Exercise prompt
Each entry must be restated word for word, with nothing omitted.

Extracted data
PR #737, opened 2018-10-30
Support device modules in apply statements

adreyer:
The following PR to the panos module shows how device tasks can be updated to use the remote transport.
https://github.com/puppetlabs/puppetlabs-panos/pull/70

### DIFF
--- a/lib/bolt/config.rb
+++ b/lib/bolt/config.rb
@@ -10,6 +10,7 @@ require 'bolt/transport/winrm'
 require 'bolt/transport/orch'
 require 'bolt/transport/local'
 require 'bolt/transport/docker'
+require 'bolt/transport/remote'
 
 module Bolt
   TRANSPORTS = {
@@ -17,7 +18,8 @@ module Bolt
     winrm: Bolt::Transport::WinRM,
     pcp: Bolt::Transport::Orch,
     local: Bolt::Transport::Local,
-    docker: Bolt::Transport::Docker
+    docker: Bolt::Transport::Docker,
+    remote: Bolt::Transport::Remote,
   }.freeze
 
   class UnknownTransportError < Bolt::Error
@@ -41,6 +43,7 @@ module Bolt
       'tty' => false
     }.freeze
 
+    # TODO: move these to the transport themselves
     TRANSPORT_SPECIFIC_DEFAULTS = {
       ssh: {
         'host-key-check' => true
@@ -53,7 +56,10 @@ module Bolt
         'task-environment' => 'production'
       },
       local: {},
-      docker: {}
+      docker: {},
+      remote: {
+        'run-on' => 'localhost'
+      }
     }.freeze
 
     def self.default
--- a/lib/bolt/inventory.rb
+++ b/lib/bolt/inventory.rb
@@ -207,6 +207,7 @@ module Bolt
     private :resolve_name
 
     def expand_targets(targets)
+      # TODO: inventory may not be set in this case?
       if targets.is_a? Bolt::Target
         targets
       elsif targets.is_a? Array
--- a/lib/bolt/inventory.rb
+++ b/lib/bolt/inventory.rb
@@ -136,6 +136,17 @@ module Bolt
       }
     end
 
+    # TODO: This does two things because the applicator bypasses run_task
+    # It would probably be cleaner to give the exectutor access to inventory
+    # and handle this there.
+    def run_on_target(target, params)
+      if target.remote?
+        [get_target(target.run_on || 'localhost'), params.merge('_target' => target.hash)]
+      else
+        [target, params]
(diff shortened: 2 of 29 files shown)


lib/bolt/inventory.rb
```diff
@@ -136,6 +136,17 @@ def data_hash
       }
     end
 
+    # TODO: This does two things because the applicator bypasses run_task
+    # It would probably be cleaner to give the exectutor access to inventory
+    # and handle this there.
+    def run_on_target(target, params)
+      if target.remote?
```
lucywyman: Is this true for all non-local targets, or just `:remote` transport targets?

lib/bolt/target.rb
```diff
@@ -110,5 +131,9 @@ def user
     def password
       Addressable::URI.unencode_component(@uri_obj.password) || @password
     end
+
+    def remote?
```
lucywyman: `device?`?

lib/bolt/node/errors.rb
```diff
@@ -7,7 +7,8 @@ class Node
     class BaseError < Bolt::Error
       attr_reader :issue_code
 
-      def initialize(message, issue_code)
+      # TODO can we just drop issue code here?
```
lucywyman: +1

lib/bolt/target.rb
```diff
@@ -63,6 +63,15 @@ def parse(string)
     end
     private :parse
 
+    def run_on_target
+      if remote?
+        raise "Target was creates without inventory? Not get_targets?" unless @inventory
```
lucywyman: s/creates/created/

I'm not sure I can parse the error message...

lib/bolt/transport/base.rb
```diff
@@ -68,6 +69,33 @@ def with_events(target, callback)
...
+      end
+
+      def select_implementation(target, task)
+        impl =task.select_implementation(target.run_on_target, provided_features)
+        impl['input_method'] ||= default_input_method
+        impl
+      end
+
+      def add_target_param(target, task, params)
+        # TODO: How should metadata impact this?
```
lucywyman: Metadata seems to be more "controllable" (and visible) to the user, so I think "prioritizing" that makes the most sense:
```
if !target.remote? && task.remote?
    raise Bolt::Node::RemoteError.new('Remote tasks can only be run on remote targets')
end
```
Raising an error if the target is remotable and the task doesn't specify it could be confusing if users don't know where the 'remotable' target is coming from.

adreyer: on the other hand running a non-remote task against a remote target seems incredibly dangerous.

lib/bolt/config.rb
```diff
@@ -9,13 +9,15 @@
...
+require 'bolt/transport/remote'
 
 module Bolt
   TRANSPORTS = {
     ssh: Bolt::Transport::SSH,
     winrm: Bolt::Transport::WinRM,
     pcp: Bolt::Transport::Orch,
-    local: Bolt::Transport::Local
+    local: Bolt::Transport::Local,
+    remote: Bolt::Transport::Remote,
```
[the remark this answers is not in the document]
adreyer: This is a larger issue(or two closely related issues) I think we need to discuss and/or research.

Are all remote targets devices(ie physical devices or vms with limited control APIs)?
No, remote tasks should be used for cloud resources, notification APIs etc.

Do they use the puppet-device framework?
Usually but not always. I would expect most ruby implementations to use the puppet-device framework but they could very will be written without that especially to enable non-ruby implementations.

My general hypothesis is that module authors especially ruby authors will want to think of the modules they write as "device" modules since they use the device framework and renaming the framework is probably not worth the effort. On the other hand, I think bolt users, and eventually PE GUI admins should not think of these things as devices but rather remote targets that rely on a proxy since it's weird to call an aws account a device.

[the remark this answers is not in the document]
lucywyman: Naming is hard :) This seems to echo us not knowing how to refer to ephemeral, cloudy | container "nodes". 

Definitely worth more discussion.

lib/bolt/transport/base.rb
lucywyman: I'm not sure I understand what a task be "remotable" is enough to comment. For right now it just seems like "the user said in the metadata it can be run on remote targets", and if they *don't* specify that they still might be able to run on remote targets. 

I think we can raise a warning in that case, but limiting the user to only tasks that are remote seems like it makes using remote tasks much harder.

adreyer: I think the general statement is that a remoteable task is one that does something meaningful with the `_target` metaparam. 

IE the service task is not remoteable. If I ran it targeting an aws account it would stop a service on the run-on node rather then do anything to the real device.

Exercise output
PR #737, opened 2018-10-30
Support device modules in apply statements

adreyer:
The following PR to the panos module shows how device tasks can be updated to use the remote transport.
https://github.com/puppetlabs/puppetlabs-panos/pull/70

### DIFF
--- a/lib/bolt/config.rb
+++ b/lib/bolt/config.rb
@@ -10,6 +10,7 @@ require 'bolt/transport/winrm'
 require 'bolt/transport/orch'
 require 'bolt/transport/local'
 require 'bolt/transport/docker'
+require 'bolt/transport/remote'
 
 module Bolt
   TRANSPORTS = {
@@ -17,7 +18,8 @@ module Bolt
     winrm: Bolt::Transport::WinRM,
     pcp: Bolt::Transport::Orch,
     local: Bolt::Transport::Local,
-    docker: Bolt::Transport::Docker
+    docker: Bolt::Transport::Docker,
+    remote: Bolt::Transport::Remote,
   }.freeze
 
   class UnknownTransportError < Bolt::Error
@@ -41,6 +43,7 @@ module Bolt
       'tty' => false
     }.freeze
 
+    # TODO: move these to the transport themselves
     TRANSPORT_SPECIFIC_DEFAULTS = {
       ssh: {
         'host-key-check' => true
@@ -53,7 +56,10 @@ module Bolt
         'task-environment' => 'production'
       },
       local: {},
-      docker: {}
+      docker: {},
+      remote: {
+        'run-on' => 'localhost'
+      }
     }.freeze
 
     def self.default
--- a/lib/bolt/inventory.rb
+++ b/lib/bolt/inventory.rb
@@ -207,6 +207,7 @@ module Bolt
     private :resolve_name
 
     def expand_targets(targets)
+      # TODO: inventory may not be set in this case?
       if targets.is_a? Bolt::Target
         targets
       elsif targets.is_a? Array
--- a/lib/bolt/inventory.rb
+++ b/lib/bolt/inventory.rb
@@ -136,6 +136,17 @@ module Bolt
       }
     end
 
+    # TODO: This does two things because the applicator bypasses run_task
+    # It would probably be cleaner to give the exectutor access to inventory
+    # and handle this there.
+    def run_on_target(target, params)
+      if target.remote?
+        [get_target(target.run_on || 'localhost'), params.merge('_target' => target.hash)]
+      else
+        [target, params]
(diff shortened: 2 of 29 files shown)


lib/bolt/inventory.rb
```diff
@@ -136,6 +136,17 @@ def data_hash
       }
     end
 
+    # TODO: This does two things because the applicator bypasses run_task
+    # It would probably be cleaner to give the exectutor access to inventory
+    # and handle this there.
+    def run_on_target(target, params)
+      if target.remote?
```
lucywyman: Is this true for all non-local targets, or just `:remote` transport targets?

lib/bolt/target.rb
```diff
@@ -110,5 +131,9 @@ def user
     def password
       Addressable::URI.unencode_component(@uri_obj.password) || @password
     end
+
+    def remote?
```
lucywyman: `device?`?

lib/bolt/node/errors.rb
```diff
@@ -7,7 +7,8 @@ class Node
     class BaseError < Bolt::Error
       attr_reader :issue_code
 
-      def initialize(message, issue_code)
+      # TODO can we just drop issue code here?
```
lucywyman: +1

lib/bolt/target.rb
```diff
@@ -63,6 +63,15 @@ def parse(string)
     end
     private :parse
 
+    def run_on_target
+      if remote?
+        raise "Target was creates without inventory? Not get_targets?" unless @inventory
```
lucywyman: s/creates/created/

I'm not sure I can parse the error message...

lib/bolt/transport/base.rb
```diff
@@ -68,6 +69,33 @@ def with_events(target, callback)
...
+      end
+
+      def select_implementation(target, task)
+        impl =task.select_implementation(target.run_on_target, provided_features)
+        impl['input_method'] ||= default_input_method
+        impl
+      end
+
+      def add_target_param(target, task, params)
+        # TODO: How should metadata impact this?
```
lucywyman: Metadata seems to be more "controllable" (and visible) to the user, so I think "prioritizing" that makes the most sense:
```
if !target.remote? && task.remote?
    raise Bolt::Node::RemoteError.new('Remote tasks can only be run on remote targets')
end
```
Raising an error if the target is remotable and the task doesn't specify it could be confusing if users don't know where the 'remotable' target is coming from.

adreyer: on the other hand running a non-remote task against a remote target seems incredibly dangerous.

lib/bolt/config.rb
```diff
@@ -9,13 +9,15 @@
...
+require 'bolt/transport/remote'
 
 module Bolt
   TRANSPORTS = {
     ssh: Bolt::Transport::SSH,
     winrm: Bolt::Transport::WinRM,
     pcp: Bolt::Transport::Orch,
-    local: Bolt::Transport::Local
+    local: Bolt::Transport::Local,
+    remote: Bolt::Transport::Remote,
```
[the remark this answers is not in the document]
adreyer: This is a larger issue(or two closely related issues) I think we need to discuss and/or research.

Are all remote targets devices(ie physical devices or vms with limited control APIs)?
No, remote tasks should be used for cloud resources, notification APIs etc.

Do they use the puppet-device framework?
Usually but not always. I would expect most ruby implementations to use the puppet-device framework but they could very will be written without that especially to enable non-ruby implementations.

My general hypothesis is that module authors especially ruby authors will want to think of the modules they write as "device" modules since they use the device framework and renaming the framework is probably not worth the effort. On the other hand, I think bolt users, and eventually PE GUI admins should not think of these things as devices but rather remote targets that rely on a proxy since it's weird to call an aws account a device.

[the remark this answers is not in the document]
lucywyman: Naming is hard :) This seems to echo us not knowing how to refer to ephemeral, cloudy | container "nodes". 

Definitely worth more discussion.

lib/bolt/transport/base.rb
lucywyman: I'm not sure I understand what a task be "remotable" is enough to comment. For right now it just seems like "the user said in the metadata it can be run on remote targets", and if they *don't* specify that they still might be able to run on remote targets. 

I think we can raise a warning in that case, but limiting the user to only tasks that are remote seems like it makes using remote tasks much harder.

adreyer: I think the general statement is that a remoteable task is one that does something meaningful with the `_target` metaparam. 

IE the service task is not remoteable. If I ran it targeting an aws account it would stop a service on the run-on node rather then do anything to the real device.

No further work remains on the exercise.